Adventures in upgrading Proxmox
Running docker inside LXC is weird. It's containers on top of other container, and there was a fairly recent issue with AppArmor that prevented some functionality from running inside a docker container with very cryptic error. I was trying to deploy coolify and/or dokploy in my homelab and hitting all sorts of weird issues. Eventually I've found this GitHub issue for runc, and, apparently, it was fixed in the new version of pve-lxc package. But I'm still on Proxmox 8, and the new version seemingly only available in Proxmox 9.
I've upgraded one node without much hassle, but the second node, the one that runs my NVR and has the Coral TPU, that one gave me some grief. Because Apex drivers are installed as a DKMS module, it failed to rebuild, which interrupted the system upgrade process. Not sure how exactly, but after the reboot the system did not come back online. The machine is in the basement, which means I have to take my USB KVM and make a trip downstairs...
I've recently added another Zigbee dongle, that supports Thread, and it happens to share same VID:PID combo as the old dongle, so due to how these were mapped into guest OS, all my light switches stopped working. I had to fix the issue fast.
Thankfully I was able to reach the GRUB screen and pick previous kernel, so I could boot into the machine. That was a plus, but trying to reboot into the new kernel still caused panic.
Google suggested that the unable to mount rootfs on unknown-block(0,0) error indicates an issue with missing initrd, which needs to be regenerated with update-initramfs -u -k ${KERNEL_VERSION}. It ran successfully, albeit with somewhat cryptic no /etc/kernel/proxmox-boot-uuids found message. After reboot it kernel-panicked again, even though the /boot/initrd-${VERSION} files were present. I guess that error is relevant. After another quick Google search I've found this Reddit thread which provided the steps to solve this issue.

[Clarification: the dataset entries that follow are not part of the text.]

PR #406, opened 2020-12-04
Update verrazzano CRD to use apiextensions.k8s.io/v1

bobdonat:
This pull request changes the verrazzano CRD to use apiextensions.k8s.io/v1 instead of  apiextensions.k8s.io/v1beta1


mgianatagh:
The CRD is now a versioned document.  Is that an intended behavior we want going forward?

I also notice that more of the CRD changed than expected.  It appears a previous change should have resulted in generating a new CRD file, but that did not happen.

mgianatagh (dismissed):

mgianatagh (approved):

PR #416, opened 2020-12-07
fix examples links

desagar:


mgianatagh (approved):

mgianatagh:
Merging change before acceptance test suite runs because the README and script changes are not tested.

PR #418, opened 2020-12-07
Fix bug where the verrazzano CR Certificate.CA fields were ignored

bobdonat:
ClusterResourceNamespace and SecretName when specified in verrazzano resource were being ignored by platform-operator. This is fixed with this pull request.


guoyongzhang (approved):
Looks good

mgianatagh (approved):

lsblk -o +FSTYPE | grep /boot/efi # understand which device the EFI partition is on
unount /boot/efi
proxmox-boot-tool init /dev/${DEVICE} # plug in device from step 1
mount /boot/efi
update-initramfs -u -k all
rebootThis generated the necessary file and after rebooting the system was able to boot again with the new kernel.
While trying to troubleshoot I've also uninstalled the Apex DKMS module, and now I had to re-install it again, but it started failing with errors because of the kernel change.
Apparently some symbols/API's where obsoleted and I had to patch the source code. Upstream seemingly did not have it, but I found the necessary changes:
diff --git a/src/gasket_core.c b/src/gasket_core.c
index b1c2726..88bd5b2 100644
--- a/src/gasket_core.c
+++ b/src/gasket_core.c
@@ -1373,7 +1373,9 @@ static long gasket_ioctl(struct file *filp, uint cmd, ulong arg)
/* File operations for all Gasket devices. */
static const struct file_operations gasket_file_ops = {
.owner = THIS_MODULE,
+#if LINUX_VERSION_CODE < KERNEL_VERSION(6,0,0)
.llseek = no_llseek,
+#endif
.mmap = gasket_mmap,
.open = gasket_open,
.release = gasket_release,
diff --git a/src/gasket_page_table.c b/src/gasket_page_table.c
index c9067cb..0c2159d 100644
--- a/src/gasket_page_table.c
+++ b/src/gasket_page_table.c
@@ -54,7 +54,7 @@
#include <linux/vmalloc.h>
#if __has_include(<linux/dma-buf.h>)
-MODULE_IMPORT_NS(DMA_BUF);
+MODULE_IMPORT_NS("DMA_BUF");
#endif
#include "gasket_constants.h"After doing this and re-running the build process (as outlined in the previous post), the driver installed and I was able to bring back frigate.
Big thanks to /u/Dunadan-F for the solution.